#### YOUR GOAL
If a line in the listing includes the word "const", copy it out.

#### RECORDS FOR PROCESSING
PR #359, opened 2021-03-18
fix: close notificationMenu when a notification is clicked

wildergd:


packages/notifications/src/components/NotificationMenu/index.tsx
---
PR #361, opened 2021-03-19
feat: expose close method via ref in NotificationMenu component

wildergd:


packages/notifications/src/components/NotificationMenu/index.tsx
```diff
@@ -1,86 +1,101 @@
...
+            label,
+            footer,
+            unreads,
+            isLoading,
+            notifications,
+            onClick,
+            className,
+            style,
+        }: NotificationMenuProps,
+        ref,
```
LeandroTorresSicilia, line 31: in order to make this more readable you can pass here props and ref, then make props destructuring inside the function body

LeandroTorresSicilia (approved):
--
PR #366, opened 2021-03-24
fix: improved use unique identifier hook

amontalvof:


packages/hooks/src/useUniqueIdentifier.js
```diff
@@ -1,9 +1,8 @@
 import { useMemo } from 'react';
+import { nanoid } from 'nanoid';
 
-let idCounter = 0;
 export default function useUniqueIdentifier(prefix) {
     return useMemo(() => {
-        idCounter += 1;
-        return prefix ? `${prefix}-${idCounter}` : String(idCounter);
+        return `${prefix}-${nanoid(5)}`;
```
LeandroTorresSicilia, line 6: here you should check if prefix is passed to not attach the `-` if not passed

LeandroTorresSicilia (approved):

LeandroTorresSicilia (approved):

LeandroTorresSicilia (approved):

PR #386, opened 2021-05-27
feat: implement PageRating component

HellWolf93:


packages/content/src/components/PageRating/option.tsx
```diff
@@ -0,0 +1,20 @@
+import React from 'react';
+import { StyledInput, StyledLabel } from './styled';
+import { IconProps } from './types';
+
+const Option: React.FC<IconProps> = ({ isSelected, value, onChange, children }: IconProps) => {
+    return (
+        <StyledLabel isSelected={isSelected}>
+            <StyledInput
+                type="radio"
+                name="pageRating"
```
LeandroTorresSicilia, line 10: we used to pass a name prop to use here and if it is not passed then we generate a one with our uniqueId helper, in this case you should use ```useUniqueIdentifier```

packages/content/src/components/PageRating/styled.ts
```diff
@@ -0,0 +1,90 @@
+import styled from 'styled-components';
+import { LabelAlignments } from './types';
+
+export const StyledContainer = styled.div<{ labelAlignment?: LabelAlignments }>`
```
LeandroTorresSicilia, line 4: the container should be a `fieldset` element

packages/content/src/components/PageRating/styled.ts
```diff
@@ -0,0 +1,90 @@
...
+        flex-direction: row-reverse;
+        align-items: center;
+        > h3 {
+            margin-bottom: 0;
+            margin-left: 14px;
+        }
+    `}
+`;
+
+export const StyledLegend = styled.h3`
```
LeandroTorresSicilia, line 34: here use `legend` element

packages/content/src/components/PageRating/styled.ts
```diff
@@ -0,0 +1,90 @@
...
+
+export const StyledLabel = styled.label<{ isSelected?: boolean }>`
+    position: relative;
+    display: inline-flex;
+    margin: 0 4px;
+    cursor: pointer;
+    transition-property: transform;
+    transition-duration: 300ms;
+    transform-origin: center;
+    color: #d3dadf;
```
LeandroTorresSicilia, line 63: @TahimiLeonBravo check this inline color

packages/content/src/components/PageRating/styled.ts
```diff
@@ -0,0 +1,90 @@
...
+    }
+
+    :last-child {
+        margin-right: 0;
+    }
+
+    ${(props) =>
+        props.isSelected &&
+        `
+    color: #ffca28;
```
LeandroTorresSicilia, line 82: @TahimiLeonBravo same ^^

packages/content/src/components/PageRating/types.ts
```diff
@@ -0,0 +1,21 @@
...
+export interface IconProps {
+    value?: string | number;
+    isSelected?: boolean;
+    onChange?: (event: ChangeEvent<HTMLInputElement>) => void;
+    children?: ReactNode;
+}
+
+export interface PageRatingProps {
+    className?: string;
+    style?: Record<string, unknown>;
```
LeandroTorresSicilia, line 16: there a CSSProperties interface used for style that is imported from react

#### TASK OUTPUT
+const Option: React.FC<IconProps> = ({ isSelected, value, onChange, children }: IconProps) => {
+export const StyledContainer = styled.div<{ labelAlignment?: LabelAlignments }>`
+export const StyledLegend = styled.h3`
+export const StyledLabel = styled.label<{ isSelected?: boolean }>`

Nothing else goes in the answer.